What do you think of my results? The stock plot (red) is the stock pioneer tower with the top working driver then a tweeter, squaker thing and the bottom 6.5" is a passive radiator.

I added 2 12ohm drivers devided the top 2 speakers small like a little book shelf, then the bottom has a large front port. The top 2 drivers are rear ported with a small rear port. First one i moded blue and the second is greenish color.


----------



## Wayne A. Pflughaupt (Apr 13, 2006)

Moving to DIY Speakers Forum...

Regards
Wayne


----------



## glaufman (Nov 25, 2007)

Personally I think it's hard to say from these plots as there are significant room effects at work, masking what the speaker is truly doing.


----------



## BowerR64 (Nov 4, 2009)

Im not sure i know how to smooth out the room effects with this program


----------



## fbov (Aug 28, 2008)

I disagree. His data's telling us he's got problems. 

Below 200Hz, where room effects dominate, the curves have similar shapes telling me that the room wasn't changed - peaks and dips are all at the same frequencies with different drivers. Bass reflex tuning can explain most of the level difference. Above 200Hz there are large differences in response due to driver and XO changes in the same room. How do those mask one another?

That said, this is a mess. The top octave is missing, the XO change traded one big peak for another and the replacement driver chosen isn't up to the output level of the drivers it crosses to, nor does it like such high box tuning. I won't touch what happened to the passive radiator. 

I won't say anything's ruined except the passive radiator, but only because there wasn't much worth preserving. The tweeter would be the first driver I'd swap, to eliminate the peaks and regain the top octave, but that needs a crossover design that meshes with the other drivers... hopefully you see where this is going. 

It is very rarely beneficial to swap drivers randomly, requiring lots of measurements and simulations to figure out if drivers can work together, and what sort of circuit design is needed to merge them seamlessly together. It can be done, but it's a long and steep learning curve...

Let me know if you're interested; I can point you to some starting points.

Have fun,
Frank


----------



## glaufman (Nov 25, 2007)

Of course the room hasn't changed. But much care needs to be taken to ensure identical placement in the room of both speaker and mic. Peaks dips haven't changed frequency. All that means is that they're modes. The frequency a mode is at depends on the room, not the placement of the equipment in it. What that mode does to the response however can be affected by placement in the room, a dip can get better/worse, or become a peak. So despite the long wavelengths, I don't trust the comparisons in the bass region. That being said, I AM a suspicious person by nature :sneeky:

Back to the OP. Assuming the speaker has to be measure in room, best method is to placethe speaker and mic symmetrically across the center of the room, 1m apart. I don't think you mentioned what mic you're using, but assuming it's the RS meter since your labels specify a C weighting, I would point it directly horizontally at the speaker, on level with the tweeter(s). You could also look at the impulse response to check for reflections that could be gated out.

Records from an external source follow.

Issue #1391, opened 2023-01-19
Duplicate id values on parent container component page causes a11y issue


ggeisler:
I'm not sure how easy this will be to resolve but to record the issue: on the /catalog page where we display the collection sidebar with the collection contents tree, if the current item is a parent container component, we have a duplicate id value, which creates an accessibility issue. 

For example, in this example (`/catalog/umich-bhl-851981aspace_4c08111acad2d66e8a63404ad6ce4b46`), the two areas outlined in red are turbo-frame elements that both have `id="al-hierarchy-umich-bhl-851981aspace_4c08111acad2d66e8a63404ad6ce4b46"`.

<img width="937" alt="Screen Shot 2023-01-18 at 5 02 58 PM" src="https://user-images.githubusercontent.com/101482/213329539-9305f809-6ac4-47d2-b03d-6cec2108b3ac.png">

According to accessibility guidelines, this is reported as an error because it can potentially cause odd behavior for screenreaders, though I haven't been able to determine exactly what behavior this will produce. But in any case, I can't try all screenreaders (e.g. on Windows) so the ideal resolution is to find another way to represent the two turboframe sections in my screenshot above such that they don't use duplicate id values.

dinahhandel:
Is ID critical to collapse/expand? Append one to ensure they are unique and don't conflict with screen readers.

lfarrell:
Fix PR: https://github.com/projectblacklight/arclight/pull/1435

PR #1435, opened 2023-12-05
Fix issues with duplicate item ids

lfarrell:
Fix issues with duplicate item ids between the collection sidebar and the collection contents display.

Issue: https://github.com/projectblacklight/arclight/issues/1391


randalldfloyd (approved):
Verified with [Siteimprove accessibility checker plugin](https://www.siteimprove.com/integrations/browser-extensions/) that the issue is resolved when running this branch locally.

Also, if it's the RS meter, you can't trust any reading above 3kHz. So the comparisons at the top end don't hold water either.


----------



## BowerR64 (Nov 4, 2009)

It is the RS meter, the newer analog one with the different db settings on it.

I think i have issues with my room, i cant seem to find info on how to correct the room.

When im not testing or doing anything i have 40-45db of noise from the room. The mini fridge, the furnace, the computer not sure what all its picking up but its not quiet for sure.

When i tested these i was i think 12-13' from the speaker and it was in its listening position where i would sit and watch movies.

I know everything is messed up with it but it wasnt a really good speaker from the start. No crossover in it just a few caps and a ceramic fuse thing. Its all open inside with a few sections of insulation but not enough.

I think more then anything i want to learn how to better use this REW tool. The speaker i care less about actualy.


----------



## glaufman (Nov 25, 2007)

Might be relatively simple to track down the source of the noise. Monitor the noise using RTA mode to see what frequencies its at. Turn devies on one at a time to see their individual contributions.
For room correction, what you do is usually dependent on what problems you have. Some surefire things are corner traps. Next is often panels at 1st reflection points. After that, who knows...
Well, Bryan over in acoustics knows. As does Wayne in Equalization. There are others as well, so poke around, read a bunch, ask some questions, and enjoy the process!


----------



## BowerR64 (Nov 4, 2009)

:nerd:


glaufman said:


> Might be relatively simple to track down the source of the noise. Monitor the noise using RTA mode to see what frequencies its at. Turn devies on one at a time to see their individual contributions.
> For room correction, what you do is usually dependent on what problems you have. Some surefire things are corner traps. Next is often panels at 1st reflection points. After that, who knows...
> Well, Bryan over in acoustics knows. As does Wayne in Equalization. There are others as well, so poke around, read a bunch, ask some questions, and enjoy the process!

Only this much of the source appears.